§ WORK INSTRUCTIONS: In the records, find every line with the word "index" and copy it out.

(Records contained in a dataset)
▶

PR #4879, opened 2026-05-07
feat!: allow pulling images by index sha

AustinAbro321:
## Breaking Changes
Breaking changes are limited to the SDK in `src/pkg/images`
  - ImageWithManifest type removed → replaced by PulledImage. Pull and UnPack now return this type.
    - Old: struct { Image transform.Image; Manifest ocispec.Manifest }
    - New: struct { Image transform.Image } — the Manifest field is gone. SDK users who relied on the returned manifest must fetch it themselves from the OCI store. 
  - PushOptions.Arch field removed. I believe this was never actually needed, we can just push the architectures that the layout includes. 

## Description

This implements pulling image indexes. It adds a version requirements so that Zarf can correctly pull the sha'd images. It also changes the deploy check to allow deploying to any node when an index sha image exists in the package. 

When there are multiple container images pointed to an index, Zarf will create an SBOM for each image.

◀

§ TASK ANSWER:
feat!: allow pulling images by index sha
This implements pulling image indexes. It adds a version requirements so that Zarf can correctly pull the sha'd images. It also changes the deploy check to allow deploying to any node when an index sha image exists in the package. 
When there are multiple container images pointed to an index, Zarf will create an SBOM for each image.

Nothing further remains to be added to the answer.